We study the boundedness of the convolution operator in Nikol'skii-Besov anisotropic spaces $B_{\bf p\boldsymbol\tau}^{\boldsymbol\alpha\bf q}$. These spaces are constructed on the basis of anisotropic Lorentz spaces $L_{\bf p\boldsymbol\tau}$, where $\bf p$ и $\boldsymbol\tau$ are vector parameters. The properties of anisotropic Nikol'skii-Besov spaces are investigated.

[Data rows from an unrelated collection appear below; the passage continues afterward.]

PR #3015, opened 2020-04-02
Disable unit scramble for virtual files

PaulWessel:
The angles determined for decorated symbols placed along the line got multiplied by 2.54 because we were trying to defeat the automatic scaling during reading from files.  But here we are reading from a _virtual_ file and no scaling should take place.  This addresses the [concern](https://forum.generic-mapping-tools.org/t/proper-usage-of-s/338/4) reported by @KristofKoch.  I also let the decorated symbols get drawn by the default pen if nether fill nor pen was chosen by user; otherwise nothing is plotted and that confuses the user.

### DIFF
--- a/doc/rst/source/explain_symbols.rst_
+++ b/doc/rst/source/explain_symbols.rst_
@@ -479,5 +479,6 @@
                 Specifies how many (*x*,\ *y*) points will be used to estimate
                 symbol angles [Default is 10].
 
+        If neither **+g** nor **+p** are set we select the default pen outline (:term:`MAP_DEFAULT_PEN`.
         **Note**: By placing **-S~** options in the segment header you can change
         the decorated lines on a segment-by-segment basis.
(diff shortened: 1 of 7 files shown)


doc/rst/source/explain_symbols.rst_
```diff
@@ -479,5 +479,6 @@
                 Specifies how many (*x*,\ *y*) points will be used to estimate
                 symbol angles [Default is 10].
 
+        If neither **+g** nor **+p** are set we select the default pen outline (:term:`MAP_DEFAULT_PEN`.
```
seisman, line 482:
```suggestion
        If neither **+g** nor **+p** are set we select the default pen outline (:term:`MAP_DEFAULT_PEN`).
```

doc/rst/source/explain_symbols2.rst_
```diff
@@ -490,5 +490,6 @@
                 Specifies how many (*x*,\ *y*) points will be used to estimate
                 symbol angles [Default is 10].
 
+        If neither **+g** nor **+p** are set we select the default pen outline (:term:`MAP_DEFAULT_PEN`.
```
seisman, line 493:
```suggestion
        If neither **+g** nor **+p** are set we select the default pen outline (:term:`MAP_DEFAULT_PEN`).
```

PaulWessel:
Fixed after commit.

The main goal of the paper is to solve the following problem: let $f$ and $g$ be functions from some classes of the Nikol'skii-Besov space scale. It is necessary to determine which space belongs to their convolution $f*g$. We prooved the inequality of different Nikol'skii metrics for trigonometric polynomials with spectrum in binary blocks in anisotropic Lorentz spaces $L_{\bf p\boldsymbol\tau}$. Conditions are obtained in terms of the corresponding vector parameters $\boldsymbol\alpha$, $\bf p$, $\bf q$, $\boldsymbol\tau$, $\bf r$, $\boldsymbol\mu$, $\boldsymbol\beta$, $\boldsymbol\eta$, $\bf h$, $\boldsymbol\nu$, $\boldsymbol\gamma$, $\boldsymbol\xi$, which are necessary and sufficient conditions for embeddings
\begin{equation*}
B_{\bf r\boldsymbol\mu}^{\boldsymbol{\beta\eta}}*B_{\bf h\boldsymbol\nu}^{\boldsymbol{\gamma\xi}}\hookrightarrow B_{\bf p\boldsymbol\tau}^{\boldsymbol\alpha\bf q}.
\end{equation*}
This statement is an analogue of O'Neil inequality for Lorentz spaces. 
In particular, the classical O'Neil inequality follows from the proved results. The obtained criterion is generalized by the results of Burenkov and Batyrov, who considered this problem in Besov spaces with scalar parameters.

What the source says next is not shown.